I'm really hoping that through posting my situation, someone will be able to give me some tips on how to start feeling better.
I had an official diagnosis of depression earlier this year. I feel I'm at the end of my tether and have had enough.*
I found my negative moods growing more intense which led me to go to see a doctor who officially diagnosed me with depression. However I would say that I've felt like this in milder form for far longer.
I've been prescribed medication several times but have chosen to not take it or to stop part way through, idiotically, including Zoloft/ Sertraline. I guess I thought I could get better by myself. I am now on day 5 of Prozac/ Fluoxetine which I am taking for the first time.
Also, I am beginning to be concerned that I have something else, borderline personality disorder, although I think that the utility of being labelled is questionable. I find myself swinging between moods, often very intensely. These can seem irrational - when someone asks me what's wrong I often cannot justify them! These intense lows and my resistance to accepting help*are responsible for destroying a relationship with someone I love very much.

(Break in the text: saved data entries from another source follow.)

PR #4370, opened 2021-08-14
Item: implement record_pigstep

Blackjack200:
## Introduction

as the title

### Behavioural changes

the pigstep record appear in the creative contents. and it can be played correctly

## Backwards compatibility

I think it just not support the plugin which implement this record

## Tests

1. /give player record_pigstep

2. put it in record box (works)


ipad54:
Screenshot_20210814_160700_com android chrome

I've been known to be impulsive, sometimes I overeat and purge, not on a regular basis but when bored or emotional I eat to make myself feel better but then become afraid of getting fat. I have contemplated suicide but would never actually do it as it would hurt my parents too much.
I crave friendship and intimacy but when I think about it I realise I am not good at maintaining that many friendships.*I make big, bold and exciting plans but often struggle to have the self-assurance to actually see them through.*
I really don't like myself all that much.
I don't know what I'm asking for- tips for coping, perhaps. I feel very lonely.